Your goal
From the entries that follow, extract each line holding the string "typo".
——
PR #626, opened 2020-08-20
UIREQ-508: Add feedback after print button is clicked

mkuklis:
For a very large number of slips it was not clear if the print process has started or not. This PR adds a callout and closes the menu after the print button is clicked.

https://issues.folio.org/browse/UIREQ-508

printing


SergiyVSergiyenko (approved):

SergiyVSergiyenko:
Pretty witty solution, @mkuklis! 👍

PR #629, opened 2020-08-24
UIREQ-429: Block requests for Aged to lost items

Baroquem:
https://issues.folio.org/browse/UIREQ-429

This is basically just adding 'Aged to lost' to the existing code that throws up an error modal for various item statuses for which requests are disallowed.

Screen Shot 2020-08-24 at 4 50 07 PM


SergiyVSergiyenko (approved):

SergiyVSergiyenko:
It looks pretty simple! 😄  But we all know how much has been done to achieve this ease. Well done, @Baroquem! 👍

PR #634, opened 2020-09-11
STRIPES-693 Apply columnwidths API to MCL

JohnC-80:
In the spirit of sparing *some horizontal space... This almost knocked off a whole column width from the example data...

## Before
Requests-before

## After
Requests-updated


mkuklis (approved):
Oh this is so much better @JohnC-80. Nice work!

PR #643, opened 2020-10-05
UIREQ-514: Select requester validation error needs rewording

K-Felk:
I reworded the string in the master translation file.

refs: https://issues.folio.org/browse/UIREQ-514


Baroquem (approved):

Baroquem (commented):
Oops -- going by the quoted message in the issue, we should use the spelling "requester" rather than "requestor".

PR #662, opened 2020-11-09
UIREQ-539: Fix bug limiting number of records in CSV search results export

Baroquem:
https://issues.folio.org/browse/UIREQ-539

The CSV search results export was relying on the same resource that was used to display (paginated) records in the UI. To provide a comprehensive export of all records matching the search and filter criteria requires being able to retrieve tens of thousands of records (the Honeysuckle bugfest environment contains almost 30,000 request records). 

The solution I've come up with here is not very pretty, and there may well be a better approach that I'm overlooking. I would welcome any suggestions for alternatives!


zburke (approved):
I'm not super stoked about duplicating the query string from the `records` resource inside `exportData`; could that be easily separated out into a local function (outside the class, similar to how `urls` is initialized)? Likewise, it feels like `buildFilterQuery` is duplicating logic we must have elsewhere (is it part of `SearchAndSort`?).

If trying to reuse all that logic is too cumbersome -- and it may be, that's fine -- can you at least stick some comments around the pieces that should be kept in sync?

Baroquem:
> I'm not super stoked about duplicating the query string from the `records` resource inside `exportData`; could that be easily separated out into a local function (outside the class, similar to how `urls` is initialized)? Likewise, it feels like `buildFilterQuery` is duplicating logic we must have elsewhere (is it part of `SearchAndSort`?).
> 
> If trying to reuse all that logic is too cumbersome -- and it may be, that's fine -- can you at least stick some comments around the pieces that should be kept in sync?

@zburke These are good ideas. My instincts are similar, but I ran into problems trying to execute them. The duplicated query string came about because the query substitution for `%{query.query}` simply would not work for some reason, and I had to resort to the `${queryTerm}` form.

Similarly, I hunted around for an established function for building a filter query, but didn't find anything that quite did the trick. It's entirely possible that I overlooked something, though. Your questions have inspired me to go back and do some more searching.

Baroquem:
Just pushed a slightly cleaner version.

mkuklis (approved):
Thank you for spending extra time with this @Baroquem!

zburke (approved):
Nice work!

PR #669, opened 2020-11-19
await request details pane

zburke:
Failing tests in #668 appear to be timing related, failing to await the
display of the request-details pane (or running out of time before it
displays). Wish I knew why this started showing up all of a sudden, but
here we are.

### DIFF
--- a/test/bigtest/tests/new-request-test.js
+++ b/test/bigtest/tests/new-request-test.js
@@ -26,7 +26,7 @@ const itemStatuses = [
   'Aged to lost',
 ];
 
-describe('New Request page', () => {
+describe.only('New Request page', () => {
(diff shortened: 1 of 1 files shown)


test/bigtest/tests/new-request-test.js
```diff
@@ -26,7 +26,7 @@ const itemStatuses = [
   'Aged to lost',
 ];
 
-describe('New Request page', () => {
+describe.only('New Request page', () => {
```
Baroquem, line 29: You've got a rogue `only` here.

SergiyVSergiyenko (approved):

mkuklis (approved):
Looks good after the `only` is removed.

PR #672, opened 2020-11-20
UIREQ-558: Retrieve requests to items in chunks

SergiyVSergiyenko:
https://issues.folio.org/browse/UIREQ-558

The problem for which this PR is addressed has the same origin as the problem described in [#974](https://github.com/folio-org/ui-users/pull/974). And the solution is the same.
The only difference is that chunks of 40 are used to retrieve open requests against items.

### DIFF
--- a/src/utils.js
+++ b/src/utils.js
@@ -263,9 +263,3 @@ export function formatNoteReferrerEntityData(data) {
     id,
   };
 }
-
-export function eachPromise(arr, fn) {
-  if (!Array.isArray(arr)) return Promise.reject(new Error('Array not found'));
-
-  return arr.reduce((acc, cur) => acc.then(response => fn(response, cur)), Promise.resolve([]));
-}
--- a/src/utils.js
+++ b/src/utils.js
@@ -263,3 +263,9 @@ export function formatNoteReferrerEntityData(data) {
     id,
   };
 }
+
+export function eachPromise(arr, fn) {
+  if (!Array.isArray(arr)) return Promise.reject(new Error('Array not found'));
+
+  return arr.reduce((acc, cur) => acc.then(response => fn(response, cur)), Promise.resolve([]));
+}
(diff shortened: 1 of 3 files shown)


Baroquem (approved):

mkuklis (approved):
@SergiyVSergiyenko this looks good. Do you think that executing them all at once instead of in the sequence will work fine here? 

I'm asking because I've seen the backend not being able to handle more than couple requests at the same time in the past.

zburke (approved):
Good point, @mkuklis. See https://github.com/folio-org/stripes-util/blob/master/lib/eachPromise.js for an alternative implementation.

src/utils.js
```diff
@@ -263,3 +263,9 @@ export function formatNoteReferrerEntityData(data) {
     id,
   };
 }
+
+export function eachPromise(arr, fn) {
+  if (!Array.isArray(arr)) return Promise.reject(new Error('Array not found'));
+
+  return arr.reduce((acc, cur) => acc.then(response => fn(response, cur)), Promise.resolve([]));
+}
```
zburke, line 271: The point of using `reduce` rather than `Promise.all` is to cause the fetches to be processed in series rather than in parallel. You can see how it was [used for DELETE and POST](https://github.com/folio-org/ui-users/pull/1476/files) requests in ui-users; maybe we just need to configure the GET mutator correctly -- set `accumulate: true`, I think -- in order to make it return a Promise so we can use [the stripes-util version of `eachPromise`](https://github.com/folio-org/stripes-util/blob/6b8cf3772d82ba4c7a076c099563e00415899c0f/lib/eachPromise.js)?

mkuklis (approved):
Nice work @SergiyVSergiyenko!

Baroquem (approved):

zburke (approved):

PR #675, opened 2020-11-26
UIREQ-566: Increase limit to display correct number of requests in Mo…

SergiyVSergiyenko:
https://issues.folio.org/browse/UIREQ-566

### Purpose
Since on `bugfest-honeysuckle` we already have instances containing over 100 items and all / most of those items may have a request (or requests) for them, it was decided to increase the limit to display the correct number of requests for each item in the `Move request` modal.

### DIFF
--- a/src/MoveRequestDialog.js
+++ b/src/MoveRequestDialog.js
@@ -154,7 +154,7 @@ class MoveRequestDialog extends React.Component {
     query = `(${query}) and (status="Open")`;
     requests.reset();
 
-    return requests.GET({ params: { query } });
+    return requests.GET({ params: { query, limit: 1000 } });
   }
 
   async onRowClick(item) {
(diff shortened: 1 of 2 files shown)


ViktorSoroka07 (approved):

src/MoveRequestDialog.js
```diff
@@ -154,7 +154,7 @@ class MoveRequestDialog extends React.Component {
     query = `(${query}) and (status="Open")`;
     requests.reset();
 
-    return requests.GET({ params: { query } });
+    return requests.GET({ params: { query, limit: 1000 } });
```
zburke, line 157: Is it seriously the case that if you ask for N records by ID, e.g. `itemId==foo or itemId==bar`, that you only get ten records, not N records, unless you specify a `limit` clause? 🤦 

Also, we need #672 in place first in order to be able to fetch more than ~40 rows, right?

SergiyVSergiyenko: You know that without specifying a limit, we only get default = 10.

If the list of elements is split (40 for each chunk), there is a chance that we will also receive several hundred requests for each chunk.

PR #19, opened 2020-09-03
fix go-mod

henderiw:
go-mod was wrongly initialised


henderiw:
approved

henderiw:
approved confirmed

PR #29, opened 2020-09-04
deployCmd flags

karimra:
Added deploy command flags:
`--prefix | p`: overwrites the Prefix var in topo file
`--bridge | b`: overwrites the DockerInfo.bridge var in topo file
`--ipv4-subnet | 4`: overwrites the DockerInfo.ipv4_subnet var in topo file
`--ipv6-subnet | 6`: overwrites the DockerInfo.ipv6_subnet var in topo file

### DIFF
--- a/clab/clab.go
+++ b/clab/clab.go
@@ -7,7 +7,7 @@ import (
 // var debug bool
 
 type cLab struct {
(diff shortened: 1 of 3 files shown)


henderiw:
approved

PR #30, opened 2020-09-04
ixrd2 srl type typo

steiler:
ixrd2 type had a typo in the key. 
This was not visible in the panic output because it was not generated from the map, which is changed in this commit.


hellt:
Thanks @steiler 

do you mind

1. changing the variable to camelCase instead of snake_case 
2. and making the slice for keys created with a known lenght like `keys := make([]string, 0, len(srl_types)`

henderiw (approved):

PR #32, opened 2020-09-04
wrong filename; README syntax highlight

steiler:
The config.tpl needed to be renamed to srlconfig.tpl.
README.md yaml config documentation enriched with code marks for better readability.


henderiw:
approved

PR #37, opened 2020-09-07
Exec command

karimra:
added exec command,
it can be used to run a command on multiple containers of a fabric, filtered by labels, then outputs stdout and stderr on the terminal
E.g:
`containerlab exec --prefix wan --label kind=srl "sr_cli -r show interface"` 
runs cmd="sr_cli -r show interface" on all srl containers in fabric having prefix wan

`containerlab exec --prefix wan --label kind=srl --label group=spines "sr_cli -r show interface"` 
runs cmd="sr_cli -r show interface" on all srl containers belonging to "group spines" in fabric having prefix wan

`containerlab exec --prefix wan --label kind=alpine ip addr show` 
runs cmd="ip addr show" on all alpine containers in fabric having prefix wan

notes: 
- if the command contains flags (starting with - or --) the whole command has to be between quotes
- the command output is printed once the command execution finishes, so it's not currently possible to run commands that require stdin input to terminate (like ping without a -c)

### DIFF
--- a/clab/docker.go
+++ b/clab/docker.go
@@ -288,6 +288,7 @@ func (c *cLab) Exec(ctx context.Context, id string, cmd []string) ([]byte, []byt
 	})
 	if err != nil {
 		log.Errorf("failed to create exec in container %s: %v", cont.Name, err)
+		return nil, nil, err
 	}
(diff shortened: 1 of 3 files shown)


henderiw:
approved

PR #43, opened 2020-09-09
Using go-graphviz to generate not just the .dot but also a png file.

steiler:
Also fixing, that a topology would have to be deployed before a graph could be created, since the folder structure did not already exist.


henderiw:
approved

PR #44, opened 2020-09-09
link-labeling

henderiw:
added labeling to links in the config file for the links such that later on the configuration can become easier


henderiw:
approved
——
Solved problem
ixrd2 srl type typo
ixrd2 type had a typo in the key. 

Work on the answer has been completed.